Wrestlemañia

It’s billed as the “BEST NIGHT EVER,” comical hyperbole that actually might live up to the puffery. How? Why? Because we’re talking about an excursion starring tacos, beer, tequila and — wait for it — tickets to Lucha Libre wrestling at the main arena in Mexico City. All for $84. Bust the bank? Let’s bust some chops.

What is Lucha Libre? Poor dears. Much like the muscle-bound, spray-tanned, flamboyantly theatrical wrestling spectaculars in the States, this is Mexico’s native version, with its own zingy flourishes. It pops with spangled spandex, gasping acrobatics, high-flying punishments and, of course, glittery but menacing masks. It’s like a ‘roided-out Cirque du Soleil with pile-drivers instead of creepy puppets.  
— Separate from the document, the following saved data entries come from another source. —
PR #2043, opened 2021-12-30
Change target Java version to 7

### LINKED ISSUE #2018: Drop support for Java 6
Continuing to support Java 6 causes considerable headaches. Building with `-source 6 -target 6` is not supported in JDK versions after 11. I don't think we need to support further back than Java 7 even for the most ancient Android devices still in use.

Marcono1234:
Resolves #2018

Also tries to add some documentation to the README regarding Java version and JPMS module requirements. I am not sure if the formatting and wording is ideal; feedback is appreciated.

Follow-up task:
Remove the Java version overwrite (and comment) in https://github.com/google/oss-fuzz/blob/master/projects/gson/build.sh

### DIFF
--- a/README.md
+++ b/README.md
@@ -34,6 +34,25 @@ Maven:
 
 ![Build Status](https://github.com/google/gson/actions/workflows/build.yml/badge.svg)
 
+### Requirements
+#### Java version
+- Gson 2.9.0 and newer: Java 7
+- Gson 2.8.9 and older: Java 6
+
+Despite supporting older Java versions, Gson also provides a JPMS module descriptor (module name `com.google.gson`) for users of Java 9 or newer.
+
+#### JPMS dependencies (Java 9+)
+These are the optional Java Platform Module System (JPMS) JDK modules which Gson depends on.
+This only applies when running Java 9 or newer.
+
+- `java.sql` (optional since Gson 2.8.9)  
+When this module is present, Gson provides default adapters for some SQL date and time classes.
+
+- `jdk.unsupported`, respectively class `sun.misc.Unsafe` (optional)  
+When this module is present, Gson can use the `Unsafe` class to create instances of classes without no-args constructor.
+However, care should be taken when relying on this. `Unsafe` is not available in all environments and its usage has some pitfalls,
+see [`GsonBuilder.disableJdkUnsafe()`](https://javadoc.io/doc/com.google.code.gson/gson/latest/com.google.gson/com/google/gson/GsonBuilder.html#disableJdkUnsafe()).
+
 ### Documentation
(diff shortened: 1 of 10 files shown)


README.md
```diff
@@ -34,6 +34,24 @@ Maven:
...
+#### JPMS dependencies (Java 9+)
+These are the optional Java Platform Module System (JPMS) JDK modules which Gson depends on.
+This only applies when running Java 9 or newer.
+
+- `java.sql` (optional since Gson 2.8.9)  
+When this module is present, Gson provides default adapters for some SQL date and time classes.
+
+- `jdk.unsupported`, respectively class `sun.misc.Unsafe` (optional)  
+When this module is present, Gson can use the `Unsafe` class to create instances of classes without no-args constructor.
+However, care should be taken when relying on this. `Unsafe` is not available in all environments and its usage has some pitfalls.
```
Marcono1234, line 53: Once #1904 is merged, this can also be adjusted to refer to the new `GsonBuilder.disableJdkUnsafe()` method.

codegen/README.md
```diff
@@ -1,4 +1,4 @@
-# gson-codegen
```
Marcono1234, line 1: Was an oversight by me; all other modules are using the folder name (instead of the artifact ID).

gson/build.gradle
```diff
@@ -4,8 +4,8 @@ apply plugin: 'maven'
 group = 'com.google.code.gson'
 version = '2.8.6-SNAPSHOT'
 
-sourceCompatibility = 1.6
-targetCompatibility = 1.6
+sourceCompatibility = 1.7
+targetCompatibility = 1.7
```
Marcono1234, line 8: Probably does not matter because the Gradle build is outdated anyway, see #1896.

gson/src/test/java/com/google/gson/internal/LinkedTreeMapTest.java
```diff
@@ -161,7 +161,7 @@ public void testJavaSerialization() throws IOException, ClassNotFoundException {
   }
 
   @SafeVarargs
-  private <T> void assertIterationOrder(Iterable<T> actual, T... expected) {
+  private final <T> void assertIterationOrder(Iterable<T> actual, T... expected) {
```
Marcono1234, line 164: Interestingly when changing the version to Java 7 this caused a build failure (due to [private methods not supporting it in Java 7](https://bugs.openjdk.java.net/browse/JDK-8047159)), but when the version was Java 6 this compiled fine. Most likely because `@SafeVarargs` was added in Java 7, but ([unlike `--release`](https://stackoverflow.com/a/43103038)) the `-source` and `-target` compiler flags do not prevent using newer API.

eamonnmcmanus:
Thanks! Alea jacta est.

You might know it from “Nacho Libre,” a 2006 Jack Black comedy I found flat, though some people swear by its broad satirical swipes at easy cultural targets. (And, really, any movie starring the frenzied Black, who looks like a stout, overstuffed burrito in his glistening wrestling regalia, can’t be all bad. Well, yes it can.)

The sport — more like “sports entertainment,” because these shows are about as real as a Bugs Bunny cartoon — is massively popular in Mexico and boasts a cast of characters who act out elaborate storylines of good vs. evil, much like in American professional wrestling. Villains are lustily jeered, heroes cheered, feuds and rivalries fanned, and the wrestlers, known as luchadores, egg-on the rowdy throngs. 

The clownish masks that fit snugly over the brawlers’ entire head denote their identity and persona, like superheroes. “Losing a mask in a match is a significant loss, sometimes even more devastating than losing a hair match where the loser shaves their head,” that according to the web. (Think about a hair match in American wrestling, where the men fling their Goldilocks in a weird kind of virile vanity. It would never happen.) 

Back to that BEST NIGHT EVER (Trumpian all-caps theirs), which unfolds when I visit Mexico City in November. Our small group meets at a cantina for tacos (al pastor, please!), beer, tequila and mezcal (another pour, please!) before we head to Arena Mexico, dubbed the Cathedral of Lucha Libre, holding 17,000 fans. 

It’s going to be bedlam, sheer madness. Fans going crazy, beer being hawked, wrestlers executing thunderous body thwumps that rattle the giant ring, masks all over the place. I’m not a big public noisemaker, but I understand our host gives us our own Lucha Libre masks. Maybe, just maybe, I’ll be whooping it up, too. I’m rooting for the villains.